##### Data records #####

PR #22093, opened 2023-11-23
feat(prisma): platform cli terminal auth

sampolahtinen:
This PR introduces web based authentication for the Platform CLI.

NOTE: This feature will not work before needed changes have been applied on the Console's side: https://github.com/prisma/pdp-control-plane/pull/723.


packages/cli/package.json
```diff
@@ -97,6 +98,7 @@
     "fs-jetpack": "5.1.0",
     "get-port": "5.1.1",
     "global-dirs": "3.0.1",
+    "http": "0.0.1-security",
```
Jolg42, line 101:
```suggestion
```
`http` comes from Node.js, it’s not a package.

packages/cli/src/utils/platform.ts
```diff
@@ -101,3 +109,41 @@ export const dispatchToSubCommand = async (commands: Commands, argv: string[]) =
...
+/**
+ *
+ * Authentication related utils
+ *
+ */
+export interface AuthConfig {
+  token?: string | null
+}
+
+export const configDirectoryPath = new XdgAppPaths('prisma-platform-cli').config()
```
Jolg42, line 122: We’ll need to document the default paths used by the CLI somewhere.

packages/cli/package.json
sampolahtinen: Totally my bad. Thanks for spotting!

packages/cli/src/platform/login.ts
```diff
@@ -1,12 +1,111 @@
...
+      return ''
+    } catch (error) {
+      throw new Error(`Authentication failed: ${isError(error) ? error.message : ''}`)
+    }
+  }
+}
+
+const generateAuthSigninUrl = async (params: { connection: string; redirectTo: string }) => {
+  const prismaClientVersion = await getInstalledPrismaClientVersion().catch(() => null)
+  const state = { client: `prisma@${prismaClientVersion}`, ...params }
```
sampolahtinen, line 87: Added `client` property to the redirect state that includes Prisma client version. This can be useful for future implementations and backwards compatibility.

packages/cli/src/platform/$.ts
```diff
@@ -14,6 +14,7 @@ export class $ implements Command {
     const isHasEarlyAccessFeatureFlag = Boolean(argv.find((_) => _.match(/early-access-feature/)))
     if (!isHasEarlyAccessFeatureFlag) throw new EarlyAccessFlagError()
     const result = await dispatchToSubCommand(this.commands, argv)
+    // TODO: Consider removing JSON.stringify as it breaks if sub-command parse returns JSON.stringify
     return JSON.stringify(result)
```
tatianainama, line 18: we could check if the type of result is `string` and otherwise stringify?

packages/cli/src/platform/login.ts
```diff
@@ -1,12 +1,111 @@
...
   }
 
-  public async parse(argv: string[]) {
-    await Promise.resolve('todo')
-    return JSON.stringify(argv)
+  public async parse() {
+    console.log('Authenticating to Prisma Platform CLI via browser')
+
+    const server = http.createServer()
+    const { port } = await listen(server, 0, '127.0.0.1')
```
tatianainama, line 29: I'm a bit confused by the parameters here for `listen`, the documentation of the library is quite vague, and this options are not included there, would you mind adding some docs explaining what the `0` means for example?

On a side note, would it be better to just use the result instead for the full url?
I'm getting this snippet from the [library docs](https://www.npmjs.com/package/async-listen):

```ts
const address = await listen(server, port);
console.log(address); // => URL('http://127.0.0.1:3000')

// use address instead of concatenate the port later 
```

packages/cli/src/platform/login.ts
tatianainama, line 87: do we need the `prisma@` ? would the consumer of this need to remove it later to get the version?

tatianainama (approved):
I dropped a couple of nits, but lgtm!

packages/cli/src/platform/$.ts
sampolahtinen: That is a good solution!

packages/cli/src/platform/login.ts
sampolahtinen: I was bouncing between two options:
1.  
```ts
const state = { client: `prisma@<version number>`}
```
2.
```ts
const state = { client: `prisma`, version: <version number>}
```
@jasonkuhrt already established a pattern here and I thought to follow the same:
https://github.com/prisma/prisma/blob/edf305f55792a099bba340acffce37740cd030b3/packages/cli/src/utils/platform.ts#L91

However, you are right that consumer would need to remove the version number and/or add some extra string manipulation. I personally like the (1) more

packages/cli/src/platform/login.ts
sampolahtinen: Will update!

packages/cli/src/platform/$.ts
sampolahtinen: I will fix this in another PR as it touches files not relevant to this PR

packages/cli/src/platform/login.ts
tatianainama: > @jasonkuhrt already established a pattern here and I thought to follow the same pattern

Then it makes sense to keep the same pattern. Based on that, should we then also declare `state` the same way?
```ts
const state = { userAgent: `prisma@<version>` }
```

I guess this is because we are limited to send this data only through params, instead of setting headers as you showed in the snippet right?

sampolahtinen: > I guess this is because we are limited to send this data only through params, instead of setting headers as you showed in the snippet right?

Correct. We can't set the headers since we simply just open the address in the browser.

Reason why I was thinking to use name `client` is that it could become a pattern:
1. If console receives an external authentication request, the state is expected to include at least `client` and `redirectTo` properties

#####

### Problem statement
Give back the data above exactly, so that every line matches.

### Answer to this exercise
PR #22093, opened 2023-11-23
feat(prisma): platform cli terminal auth

sampolahtinen:
This PR introduces web based authentication for the Platform CLI.

NOTE: This feature will not work before needed changes have been applied on the Console's side: https://github.com/prisma/pdp-control-plane/pull/723.


packages/cli/package.json
```diff
@@ -97,6 +98,7 @@
     "fs-jetpack": "5.1.0",
     "get-port": "5.1.1",
     "global-dirs": "3.0.1",
+    "http": "0.0.1-security",
```
Jolg42, line 101:
```suggestion
```
`http` comes from Node.js, it’s not a package.

packages/cli/src/utils/platform.ts
```diff
@@ -101,3 +109,41 @@ export const dispatchToSubCommand = async (commands: Commands, argv: string[]) =
...
+/**
+ *
+ * Authentication related utils
+ *
+ */
+export interface AuthConfig {
+  token?: string | null
+}
+
+export const configDirectoryPath = new XdgAppPaths('prisma-platform-cli').config()
```
Jolg42, line 122: We’ll need to document the default paths used by the CLI somewhere.

packages/cli/package.json
sampolahtinen: Totally my bad. Thanks for spotting!

packages/cli/src/platform/login.ts
```diff
@@ -1,12 +1,111 @@
...
+      return ''
+    } catch (error) {
+      throw new Error(`Authentication failed: ${isError(error) ? error.message : ''}`)
+    }
+  }
+}
+
+const generateAuthSigninUrl = async (params: { connection: string; redirectTo: string }) => {
+  const prismaClientVersion = await getInstalledPrismaClientVersion().catch(() => null)
+  const state = { client: `prisma@${prismaClientVersion}`, ...params }
```
sampolahtinen, line 87: Added `client` property to the redirect state that includes Prisma client version. This can be useful for future implementations and backwards compatibility.

packages/cli/src/platform/$.ts
```diff
@@ -14,6 +14,7 @@ export class $ implements Command {
     const isHasEarlyAccessFeatureFlag = Boolean(argv.find((_) => _.match(/early-access-feature/)))
     if (!isHasEarlyAccessFeatureFlag) throw new EarlyAccessFlagError()
     const result = await dispatchToSubCommand(this.commands, argv)
+    // TODO: Consider removing JSON.stringify as it breaks if sub-command parse returns JSON.stringify
     return JSON.stringify(result)
```
tatianainama, line 18: we could check if the type of result is `string` and otherwise stringify?

packages/cli/src/platform/login.ts
```diff
@@ -1,12 +1,111 @@
...
   }
 
-  public async parse(argv: string[]) {
-    await Promise.resolve('todo')
-    return JSON.stringify(argv)
+  public async parse() {
+    console.log('Authenticating to Prisma Platform CLI via browser')
+
+    const server = http.createServer()
+    const { port } = await listen(server, 0, '127.0.0.1')
```
tatianainama, line 29: I'm a bit confused by the parameters here for `listen`, the documentation of the library is quite vague, and this options are not included there, would you mind adding some docs explaining what the `0` means for example?

On a side note, would it be better to just use the result instead for the full url?
I'm getting this snippet from the [library docs](https://www.npmjs.com/package/async-listen):

```ts
const address = await listen(server, port);
console.log(address); // => URL('http://127.0.0.1:3000')

// use address instead of concatenate the port later 
```

packages/cli/src/platform/login.ts
tatianainama, line 87: do we need the `prisma@` ? would the consumer of this need to remove it later to get the version?

tatianainama (approved):
I dropped a couple of nits, but lgtm!

packages/cli/src/platform/$.ts
sampolahtinen: That is a good solution!

packages/cli/src/platform/login.ts
sampolahtinen: I was bouncing between two options:
1.  
```ts
const state = { client: `prisma@<version number>`}
```
2.
```ts
const state = { client: `prisma`, version: <version number>}
```
@jasonkuhrt already established a pattern here and I thought to follow the same:
https://github.com/prisma/prisma/blob/edf305f55792a099bba340acffce37740cd030b3/packages/cli/src/utils/platform.ts#L91

However, you are right that consumer would need to remove the version number and/or add some extra string manipulation. I personally like the (1) more

packages/cli/src/platform/login.ts
sampolahtinen: Will update!

packages/cli/src/platform/$.ts
sampolahtinen: I will fix this in another PR as it touches files not relevant to this PR

packages/cli/src/platform/login.ts
tatianainama: > @jasonkuhrt already established a pattern here and I thought to follow the same pattern

Then it makes sense to keep the same pattern. Based on that, should we then also declare `state` the same way?
```ts
const state = { userAgent: `prisma@<version>` }
```

I guess this is because we are limited to send this data only through params, instead of setting headers as you showed in the snippet right?

sampolahtinen: > I guess this is because we are limited to send this data only through params, instead of setting headers as you showed in the snippet right?

Correct. We can't set the headers since we simply just open the address in the browser.

Reason why I was thinking to use name `client` is that it could become a pattern:
1. If console receives an external authentication request, the state is expected to include at least `client` and `redirectTo` properties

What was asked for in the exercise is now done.